Ni micro, ni voltajes ni nada, simplemente... habia que ponerlo de costado, y el equipo enciende lo mas bien   

Se ve que hay algun falso contacto en alguno de los conectores de la placa frontal con la principal.

Al margen del chiste (obvio que saben, y mucho ) voy a repasar todas esas soldaduras, incluyendo la placa que esta detras del potenciometro de volumen porque a veces pierde la masa.

Saludos y mil gracias por la mano 



Ver el archivo adjunto 152647


----------



## Fuegomp3 (Ene 23, 2017)

Quise editar el post anterior pero no pude, es para avisar que encontré la falla, mala soldadura en un transistor de la fuente, mas especificamente el Q104, un 2sc1815 (npn) que en conjunto con el Q101, 2sb1370 (PNP) conforman un regulador de voltaje. 

Ese era todo el problema, lo dejo posteado por si a alguien le sucede lo mismo.

Saludos y gracias de nuevo


----------



## uli__f (Feb 9, 2017)

Muchas gracias por la información hellfire4 y pandacba.
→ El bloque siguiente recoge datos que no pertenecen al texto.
PR #1502, opened 2023-02-03
Fix the progress bar for RDS V3 Full version (Complement of #1461)

tc-wleite:
Hi @lfcnassif! 
Testing with the RDS V3 full databases today, I confirmed that they were imported as expected. However, I found out that the progress bar shows 100% since the beginning of the process, as the count of total records to be imported is wrongly estimated to be zero.
This pull request should fix this minor issue.


lfcnassif:
Great, thank you!

lfcnassif (approved):
Just reproduced and confirmed the fix, thank you!

PR #1507, opened 2023-02-08
Small adjustments in WhatsApp and Telegram generated HTMLs

tc-wleite:
Two very minor suggestions:

- Contact image (avatar) displayed in WhatsApp and Telegram HTMLs generated by the parsers could be a bit larger. Sometimes it contains an useful image, but it is too small (currently limited to 40x40 pixels). I suggest increasing it a bit, to 64. 

- There is a small detail in the CSS used by the WhatsApp and Telegram parsers that is keeping the background color used by WhatsApp chats in Telegram chats, in the contact name/picture. Example:

image

After the change:
image


lfcnassif (approved):
Thanks @tc-wleite!

Issue #1511, opened 2023-02-10
Visual Enhancements in Processing UI


tc-wleite:
A few minor suggestions of visual enhancements to the processing user interface:

- Format the tables, using CSS, to avoid using the double borders and add background colors to the cells.
- Align numeric (and some other data) to the right.
- Number formatting for all numeric values.
- Use grayed text to allow easier visualization of disabled tasks and paused workers.
- Use a color scale based on the percentage of processing time used, for tasks and parsers.
- Add another table with "environment" information, like JVM memory usage and disk free space.

PR #1512, opened 2023-02-10
Visual Improvements in Processing UI (#1511)

tc-wleite:
After the changes proprosed in #1511, the processing UI is looking like this:

image


lfcnassif:
Very nice and very useful! Thank you very much @tc-wleite!

lfcnassif (approved):
Thank you @tc-wleite!

Issue #1530, opened 2023-02-21
Occasional NoClassDefFoundError from OCRParser


tc-wleite:
Checking several processing logs with IPED 4.1.0, I noticided in a few of them the following exception:

```
Exception from iped.parsers.ocr.OCRParser on <filename>.pdf: java.lang.NoClassDefFoundError:
com/twelvemonkeys/imageio/stream/DirectImageInputStream
```

@lfcnassif, please check in your logs (if you keep them and OCR was enabled) if you find this exception

In order to reproduce the issue, I processed the same evidence several times, with the same parameters, and most of the time there was no exception. In some of the executions, a lot of these exceptions.
Tracing down the issue, I found out that that sometimes the conversion inside OCRParser uses **JAI** to convert **TIFFs** and in other executions **TwelveMonkeys ImageIO plugin** is used. So it seems to be a similar issue recently mentioned in #1134. 
As a test, I removed JAI jars from the lib folder, then the error is easily reproduced. 
Classes used by TwelveMonkeys ImageIO TIFF plugin **3.8.3** are missing, as "core" part of the library is using version **3.8.2** (**imageio-core-3.8.2.jar**).
Changing the POM to use TIFF plugin 3.8.2 seems to solve the issue. I will submit a PR with this fix, after finishing a set of tests.
I will open another issue to try to converge all TwelveMonkeys libraries to the same version.

lfcnassif:
Hi @tc-wleite. Unfortunatelly I usually I keep OCR disabled most time to speed up tests. This random service loader behavior is hard to trace. I'm not sure if there is a way to make it deterministic, but if it exists, we would be better fixing it.

tc-wleite:
> Hi @tc-wleite. Unfortunatelly I usually keep OCR disabled most time to speed up tests. This random service loader behavior is hard to trace. I'm not sure if there is a way to make it deterministic, but if it exists, we would be better fixing it.

Ok! It seems changing the plug-in to 3.8.2 solve the issue as I said before. I left some tests running and should have a conclusion tomorrow.
It is not a critical problem, as the external conversion is called after this exception. But it is something we should avoid, even if it only happens occasionally.

lfcnassif:
One question, I don't remember why 12monkeys tiff plugin was included, could you remind me why is it needed?

tc-wleite:
I think it is a dependency of IcePDF.
I believe it was using the latest version, and you fixed a version to avoid conflicts in this commit:
[...]

PR #1532, opened 2023-02-22
Remove and force exclusion of TwelveMonkeys TIFF plugin (#1530)

tc-wleite:
As discussed in #1530, removing the TIFF plugin (this PR) is an option to be evaluated. 
Another option would be chaging the plugin version to 3.8.2.


lfcnassif (approved):
Thanks @tc-wleite for investigating this!

PR #1543, opened 2023-02-25
Use internal Java code instead of FFmpeg to split long WAV audio files (#1267)

### LINKED ISSUE #1267: Makes Google and Wav2Vec2 audio transcription not dependent of FFmpeg anymore
Ffmpeg is used to break audios longer than 1min and must be set on PATH explicitly by user. Maybe we can use the already embedded mplayer to break large audios, removing that external  dependency.

If anyone already knows the mplayer command for that, please let me know.

tc-wleite:
Closes #1267.


lfcnassif:
Thank you @tc-wleite!

lfcnassif (approved):
Thank you @tc-wleite. I force pushed to change a commit message to the right issue number.

tc-wleite:
> I force pushed to change a commit message to the right issue number.

Thank you!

Voy a ver dentro de los recursos que tengo y que es lo que hago jaja. Un Saludo! que tengan un buen día.


----------



## Alvmauro48 (Ene 27, 2022)

Tengo un aiwa nsx-990...que no enciende nada. Solo al enchufarlo prende parte de la pantalla..pero ni si quiera se prenden las luces de las teclas...solo pantalla..alguien me ayuda?
Eso solo muestra .ni si quiera completa los numeros..los muedmstra cortados


----------



## DJ T3 (Ene 28, 2022)

O tienes un problema de alimentacion, o el cristal murio, o la E.E.P.R.O.M., o el microcontrolador paso a mejor vida...

Medidas que realizaste?


----------



## Alvmauro48 (Ene 28, 2022)

Aun no le eh hecho nada..solo verifique y resolde algunas soldaduras frias que tenia..quizas empieze midiendo capacitores para ver si hay alguno en corto..igual las resistencias.


----------



## DJ T3 (Ene 28, 2022)

Sin medir y realizar las primeras comprobaciones de tu parte, dificil podamos ayudarte...


----------